Required work: Repeat, exactly as written, the lines of the records below from the first through the line with "--- a/.github/workflows/release.yml", but none past it.

#### Source data

PR #667, opened 2021-07-18
Use version `^v0` instead of `latest` for cyclonedx-gomod

nscuro:
To avoid breaking the build when cyclonedx-gomod introduces breaking changes in a new major version. See https://github.com/CycloneDX/gh-gomod-generate-sbom/releases/tag/v0.3.0

### DIFF
--- a/.github/workflows/release.yml
+++ b/.github/workflows/release.yml
@@ -27,7 +27,7 @@ jobs:
           json: true
           output: bom.json
           resolve-licenses: true
-          version: latest
+          version: ^v0
       - name: Release Binaries
         uses: goreleaser/goreleaser-action@v2
         with:


mmorel-35:
Nice! 
Would it also be pertinent to have the file named gosec_2.8.1_bom.json as the rest of the files are named in the release?

nscuro:
This comes down to personal preference, really. Most projects just use `bom.xml` or `bom.json`, but there's no official naming convention (ref https://github.com/aquasecurity/trivy/pull/1076#issuecomment-864575035).

mmorel-35:
I see. @ccojocar, what is your position on that matter then?

ccojocar (approved):
This makes sense.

########

Response:
PR #667, opened 2021-07-18
Use version `^v0` instead of `latest` for cyclonedx-gomod

nscuro:
To avoid breaking the build when cyclonedx-gomod introduces breaking changes in a new major version. See https://github.com/CycloneDX/gh-gomod-generate-sbom/releases/tag/v0.3.0

### DIFF
--- a/.github/workflows/release.yml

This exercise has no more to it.